Os irmãos Ethan e Joel Coen já falaram bastante, com propriedade, sobre o pesadelo americano – e os grandes personagens à sombra da mitologia que costuma cultuar apenas os chamados vencedores. Quando estenderam essa reflexão aos bastidores do cinema, em Barton Fink (1991), retrataram Hollywood como um verdadeiro sepulcro da criatividade artística. Em Ave, César!, seu 17º longa, eles mudaram um tantinho o tom, exercitando um humor mais leve, semelhante ao de Arizona Nunca Mais (1987) e Queime Depois de Ler (2008). Como neste último, no entanto, há comentários incisivos contidos em sua visão escrachada da indústria.
O filme que estreia hoje no circuito tem a narrativa situada em pouco mais de um dia dos anos 1950, período final da chamada era de ouro do cinema norte-americano – quando o sistema de produção em linha de montagem revelava algum desgaste. O protagonista é um funcionário da Capitol Pictures (Josh Brolin), que passa o tempo mimando seus astros e estrelas e resolvendo os problemas causados por eles – ou que simplesmente os envolvem, como o sequestro do ator principal da superprodução Ave, César! (George Clooney).
Por trás do crime está uma bizarra organização (os criminosos dos Coen são sempre bizarros) que tem conexões com os comunistas da União Soviética. O ideal é ir entendendo aos poucos as suas motivações, para fruir por completo a elegância dos diálogos (outra marca da dupla) entre a vítima e seus "algozes". Mas pode-se adiantar aqui: a posição do grupo faz lembrar a realidade retratada em Trumbo (2015), cinebiografia do genial roteirista Dalton Trumbo, banido de Hollywood por suas posições políticas.

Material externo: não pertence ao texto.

PR #345, opened 2023-08-28
Fix unauth reconnect bugs

charliewang95:
[Bug 3554753](https://dynamicscrm.visualstudio.com/OneCRM/_workitems/edit/3554753): [V2] [8.3 PPE] [LCW] [UNAUTH] After the chat gets reconnected to previous chat, the error banner like "Start Chat Failed: TypeError: Cannot read properties of undefined (reading 'customContext')" is showing in the top of blob window.
[Bug 3552329](https://dynamicscrm.visualstudio.com/OneCRM/_workitems/edit/3552329): [V2] Refreshing an active reconnect chat places chat in forever loading state

### Description
1. Refreshing unauth reconnect page results in infinite loading
2. Using reconnect id in url shows an error banner

## Solution Proposed
1. Detect when unauth reconnect page is being refreshed without reconnect id, then go with normal chat flow
2. reconnectHandler is missing an argument when doing initStartChat. Fixed the bug

### Acceptance criteria
Passed the following test cases and Reconnect regression suite
[Test Case 3561446](https://dynamicscrm.visualstudio.com/OneCRM/_workitems/edit/3561446): [LCW OOB] [Reconnect Chat] Verify unauthenticated customer reconnects to chat after page refresh when third party cookie is on
[Test Case 2710644](https://dynamicscrm.visualstudio.com/OneCRM/_workitems/edit/2710644): [LCW OOB] [Reconnect Chat] Verify unauthenticated customer reconnects to chat using reconnect url within redirection time limit

## Test cases and evidence
proof1

### Sanity Tests
-   [x] You have tested all changes in Popout mode

## A11y

### DIFF
--- a/chat-widget/src/components/livechatwidget/common/reconnectChatHelper.ts
+++ b/chat-widget/src/components/livechatwidget/common/reconnectChatHelper.ts
@@ -19,7 +19,7 @@ import StartChatOptionalParams from "@microsoft/omnichannel-chat-sdk/lib/core/St
 import { TelemetryHelper } from "../../../common/telemetry/TelemetryHelper";
 
 // eslint-disable-next-line @typescript-eslint/no-explicit-any
-const handleChatReconnect = async (chatSDK: any, props: any, dispatch: Dispatch<ILiveChatWidgetAction>, setAdapter: any, initStartChat: any, state: ILiveChatWidgetContext) => {
+const handleChatReconnect = async (chatSDK: any, props: any, dispatch: Dispatch<ILiveChatWidgetAction>, setAdapter: any, initStartChat: any, state: ILiveChatWidgetContext): Promise<boolean | undefined> => {
     if (!isReconnectEnabled(props.chatConfig) || isPersistentEnabled(props.chatConfig)) return;
 
     // eslint-disable-next-line @typescript-eslint/no-explicit-any
@@ -37,7 +37,7 @@ const handleChatReconnect = async (chatSDK: any, props: any, dispatch: Dispatch<
     if (hasReconnectId(reconnectChatContext)) {
         //if reconnect id is provided in props, don't show reconnect pane
         if (props.reconnectChatPaneProps?.reconnectId && !isNullOrEmptyString(props.reconnectChatPaneProps?.reconnectId)) {
-            await setReconnectIdAndStartChat(isAuthenticatedChat, chatSDK, props, dispatch, setAdapter, reconnectChatContext.reconnectId ?? "", initStartChat);
+            await setReconnectIdAndStartChat(isAuthenticatedChat, chatSDK, state, props, dispatch, setAdapter, reconnectChatContext.reconnectId ?? "", initStartChat);
             return;
         }
 
@@ -47,6 +47,10 @@ const handleChatReconnect = async (chatSDK: any, props: any, dispatch: Dispatch<
         dispatch({ type: LiveChatWidgetActionType.SET_CONVERSATION_STATE, payload: ConversationState.ReconnectChat });
         return;
     }
+
+    // If we have reached this point, it means there is no valid reconnect id or redirectUrl
+    // This is a unauth reconnect refresh scenario - returns true so that we can start normal hydration process
+    return true;
 };
 
 // eslint-disable-next-line @typescript-eslint/no-explicit-any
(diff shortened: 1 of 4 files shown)


chat-widget/src/components/livechatwidget/livechatwidgetstateful/LiveChatWidgetStateful.tsx
```diff
@@ -160,9 +160,9 @@ export const LiveChatWidgetStateful = (props: ILiveChatWidgetProps) => {
             if (localState) {
                 // adding the reconnect logic for the case when customer tries to reconnect from a new browser or InPrivate browser
                 if (isReconnectEnabled(props.chatConfig) === true && !isPersistentEnabled(props.chatConfig)) {
-                    await handleChatReconnect(chatSDK, props, dispatch, setAdapter, initStartChat, state);
+                    const noValidReconnectId = await handleChatReconnect(chatSDK, props, dispatch, setAdapter, initStartChat, state);
                     // If chat reconnect has kicked in chat state will become Active or Reconnect. So just exit, else go next
-                    if (state.appStates.conversationState === ConversationState.Active || state.appStates.conversationState === ConversationState.ReconnectChat) {
+                    if (!noValidReconnectId && (state.appStates.conversationState === ConversationState.Active || state.appStates.conversationState === ConversationState.ReconnectChat)) {
                         return;
                     }
```
elopezanaya, line 167: this block seems to be the same as LoC 148 to LoC 151,  could we reuse it instead?

chat-widget/src/components/livechatwidget/common/reconnectChatHelper.ts
```diff
@@ -47,6 +47,10 @@ const handleChatReconnect = async (chatSDK: any, props: any, dispatch: Dispatch<
         dispatch({ type: LiveChatWidgetActionType.SET_CONVERSATION_STATE, payload: ConversationState.ReconnectChat });
         return;
     }
+
+    // If we have reached this point, it means there is no valid reconnect id or redirectUrl
+    // This is a unauth reconnect refresh scenario - returns true so that we can start normal hydration process
+    return true;
```
elopezanaya, line 53: I have conflicts with returning true for this point, while we return undefined for others, 

is not clear exactly what is the meaning of true, since the purpose of the function is to handle the reconnect, not to validate, and this "true" doesn't really mean the reconnect happened successfully.

could we considerate using ENUMS to pass the scenario reached?

by example, HandleReconnect.NovalidRecconnectIdScenario

elopezanaya (changes requested):

chat-widget/src/components/livechatwidget/common/reconnectChatHelper.ts
charliewang95: Using Enum for a helper function with boolean return value is over-engineering IMO. I've changed return type to boolean only and added comment for the return value's meaning

chat-widget/src/components/livechatwidget/livechatwidgetstateful/LiveChatWidgetStateful.tsx
charliewang95: refactored this

elopezanaya (approved):

chat-widget/src/components/livechatwidget/common/reconnectChatHelper.ts
```diff
@@ -31,22 +32,26 @@ const handleChatReconnect = async (chatSDK: any, props: any, dispatch: Dispatch<
...
-        return;
+        return false;
     }
 
     if (hasReconnectId(reconnectChatContext)) {
         //if reconnect id is provided in props, don't show reconnect pane
         if (props.reconnectChatPaneProps?.reconnectId && !isNullOrEmptyString(props.reconnectChatPaneProps?.reconnectId)) {
-            await setReconnectIdAndStartChat(isAuthenticatedChat, chatSDK, props, dispatch, setAdapter, reconnectChatContext.reconnectId ?? "", initStartChat);
-            return;
+            await setReconnectIdAndStartChat(isAuthenticatedChat, chatSDK, state, props, dispatch, setAdapter, reconnectChatContext.reconnectId ?? "", initStartChat);
```
kevinlin98z, line 41: Why are we introducing `state` as a parameter? Is it because we are including the scenario to set custom context?

charliewang95: "state" is required in initStartChat. It is a bug for omitting it here

kevinlin98z (approved):

nareshme2016 (approved):

PR #362, opened 2023-10-02
[Draft]Updated audio notification to handle failures

dishakhattri:
### Description

## Solution Proposed

### Acceptance criteria

## Test cases and evidence

### Sanity Tests

## A11y


dishakhattri:
Modern browsers dont allow the auto-play until there is a user interaction on the window. Try granting the autoplay permissionspolicy to grant the autoplay support to the iframe containing the livechatwidget. This may be blocking the playback and thus the error above. Please refer to: [https://developer.mozilla.org/en-US/docs/Web/Media/Autoplay_guide#:~:text=Autoplay availability,and its document Opens in new window or tab](https://developer.mozilla.org/en-US/docs/Web/Media/Autoplay_guide#:~:text=Autoplay%20availability,and%20its%20document). Since I am unable to reproduce this scenario, the DOMexception will be a bandaid fix which is not a good solution. This is certainly needs to be handled on the portal side.

PR #390, opened 2023-11-06
Adding authentication check to fetch new token before endchat

sarojkpr:
[Issue 3651972](https://dev.azure.com/dynamicscrm/OneCRM/_workitems/edit/3651972): [DFC] - Chat Survey return rate discrepancies in Consumer

[Incident 436007411](https://icmcdn.akamaized.net/imp/v3/incidents/details/436007411/home) : Post chat survey didn't load for long ongoing chats

### Description
**Issue:** The chat widget fails to return post-chat surveys for long-running chats, which has been reported by several SxG organization partners. This has resulted in a significant drop of approximately 25% in receiving feedback rates.

**Investigation Findings**: Upon investigating the issue, we identified that the problem is due to 401 unauthorized error returned from the `prepareEndChat` function.

**Consistency:** The issue appears to be consistently reproducible in the context of long-running chats.

## Solution Proposed
To address this issue, the recommendation is to implement a solution that ensures the `chatSDK` has a valid authentication token before executing the remaining code in `prepareEndChat` function, in case of authenticated chats. The included fix will get a new token and allow `chatSDK.getConversationDetails()` to run successfully, without encountering unauthorized errors, and subsequently, the survey can be rendered.

### Acceptance criteria
1. Ensure unauthenticated chats is working as expected.
2. Ensure authenitcated chats are working as expected without causing any regression
3. Ensure post chat survey is rendered successfully even for long running chats.

## Test cases and evidence

### Sanity Tests

## A11y
Not required, as there is no change to UX.

### DIFF
--- a/chat-widget/src/components/livechatwidget/common/endChat.ts
+++ b/chat-widget/src/components/livechatwidget/common/endChat.ts
@@ -19,6 +19,9 @@ import { TelemetryManager } from "../../../common/telemetry/TelemetryManager";
 // eslint-disable-next-line @typescript-eslint/no-explicit-any
 const prepareEndChat = async (props: ILiveChatWidgetProps, chatSDK: any, state: ILiveChatWidgetContext, dispatch: Dispatch<ILiveChatWidgetAction>, setAdapter: any, setWebChatStyles: any, adapter: any) => {
     try {
+        //Get new auth token again if chat continued for longer time, otherwise chatsdk throws 401 error for auth chats
+        await handleAuthenticationIfEnabled(props, chatSDK);
+
         // Use Case: If call is ongoing, end the call by simulating end call button click
         endVoiceVideoCallIfOngoing(chatSDK, dispatch);
 


chat-widget/src/components/livechatwidget/common/endChat.ts
```diff
@@ -19,6 +19,9 @@ import { TelemetryManager } from "../../../common/telemetry/TelemetryManager";
 // eslint-disable-next-line @typescript-eslint/no-explicit-any
 const prepareEndChat = async (props: ILiveChatWidgetProps, chatSDK: any, state: ILiveChatWidgetContext, dispatch: Dispatch<ILiveChatWidgetAction>, setAdapter: any, setWebChatStyles: any, adapter: any) => {
     try {
+        //Get new auth token again if chat continued for longer time, otherwise chatsdk throws 401 error for auth chats
+        await handleAuthenticationIfEnabled(props, chatSDK);
```
charliewang95, line 23: Update CHANGE_LOG please

charliewang95, line 23: If token is not expired, will this hurt performance?

sarojkpr: Yes and No, 
Yes - because it's making an additional call to get token. 
No - because chat is already ending at this stage.

Should we allow this PR to fix the breaking functionality and have another tracking item for perf improvement?

sarojkpr: I was reviewing the code again, if performance is a problem, then instead of introducing a new `handleAuthenticationIfEnabled`, maybe we should move the existing one from `endChat` to this method in `prepareEndChat`?

PR #438, opened 2024-02-27
3841351 : Prechat pane issues with state handling

elopezanaya:
### Description

When a chat with prechat is displayed, the prechat is minimized and there is a reload, during the reload as part of internal logic the  reload takes from cache state that needs to display the pane , so it triggers the launch of the pane . but then the conversation is set to close and the button is presented.

when the button is presented, by clicking the button it launch the widget and present the pre chat again, but when the button is hidden and the chat is launched via startChat method, then is not launching the chat.

but when inspecting the DOM we can see the pane present, blocking elements behind.

- Another related issue is for multiple tabs, when minimizing the chat in one tab , block the other tabs to launch the tab via start chat method, because there is no syncronization of the minimize state among tabs.

- it was detected as well that the inMemory State component, is not in sync with minimize state, but returning old state.

## Solution Proposed

- when reloading , and conversation is in prechat mode, set the state to close, this will prevent to launch the pre chat pane and wait for start logic to present the pane.

- include a listener for a new method so the OOB can notify when the minimize happened in another tab , in this way the state will be updated and next time start chat is launched, the pre chat will be displayed.

### Acceptance criteria

- prechat pane is presented each time a start chat is trigered
- reload doesnt prevent prechat to be presented
-  multitab honors states and present pane

## Test cases and evidence

### Sanity Tests

## A11y

### DIFF
--- a/chat-widget/src/components/livechatwidget/common/startChat.ts
+++ b/chat-widget/src/components/livechatwidget/common/startChat.ts
@@ -76,10 +76,12 @@ const setPreChatAndInitiateChat = async (chatSDK: any, dispatch: Dispatch<ILiveC
         } else {
             dispatch({ type: LiveChatWidgetActionType.SET_PRE_CHAT_SURVEY_RESPONSE, payload: preChatSurveyResponse });
             dispatch({ type: LiveChatWidgetActionType.SET_CONVERSATION_STATE, payload: ConversationState.Prechat });
-            // If minimized, maximize the chat
+            
+            // If minimized, maximize the chat, if the state is missing, consider it as minimized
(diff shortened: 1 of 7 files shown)


nareshme2016 (approved):

chat-widget/src/components/livechatwidget/common/startChat.ts
```diff
@@ -129,7 +142,7 @@ const initStartChat = async (chatSDK: any, dispatch: Dispatch<ILiveChatWidgetAct
                 }
             });
         }
-
+
```
xTEddie, line 145: nit: remove space

xTEddie (approved):

PR #1151, opened 2020-08-10
Adding CCS811 gas sensor

Ellerbach:
Add CCS811 Gas Sensor
- Full sensor implementation for measurement, temperature and humidity adjustment, baseline
- Interruption with event support, threshold
- Full documentation including specific I2C settings for Raspberry Pi and other I2C devices with lack of I2C stretching support
- Full example to test all the features thru simple menus
- Example using as well external GPIO and I2C chipset like FT4222

PR #1154, opened 2020-08-13
Ccs811 orthograph adjustment

Ellerbach:
- Fix orthograph issue in PR #1151 Volatil -> Volatile


danmosemsft:
Thanks. @richlander and I were chatting, he mentioned that it might be good soon to do an all-up pass through the API for consistent naming etc, and a review of the public abstractions.

krwq:
@danmosemsft makes sense, for now we have been doing sweep passes whenever we have identified something specific. For System.Device.Gpio we are much more careful with naming to make sure we don't introduce any breaking changes. For Iot.Device.Bindings (like i.e. this binding) we have been allowing some breaking changes if they were justified but we've tried to avoid them as much as possible (also depending on how commonly given API is used).

krwq:
unrelated failures again

Ellerbach:
> Thanks. @richlander and I were chatting, he mentioned that it might be good soon to do an all-up pass through the API for consistent naming etc, and a review of the public abstractions.

And maybe good as well to give clear naming recommendations for the function variables and naming as well. You get the experience thru PR. Maybe good to have couple of example like do/don't somewhere. I4ll think of it and will propose something.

Na verdade, o humor dúbio com que Ave, César! fala dos sequestradores funciona menos nesse núcleo do que em outras passagens, quando, por exemplo, o protagonista visita os sets dos demais longas-metragens que estão sendo rodados na sede da Capitol Pictures. Há quatro sequências de "filmes dentro do filme" espetaculares pela maneira ao mesmo tempo grandiosa e irônica com que os apresentam – um faroeste, um musical e um dos chamados "musicais aquáticos" daquele tempo, além do épico bíblico que inspirou o título.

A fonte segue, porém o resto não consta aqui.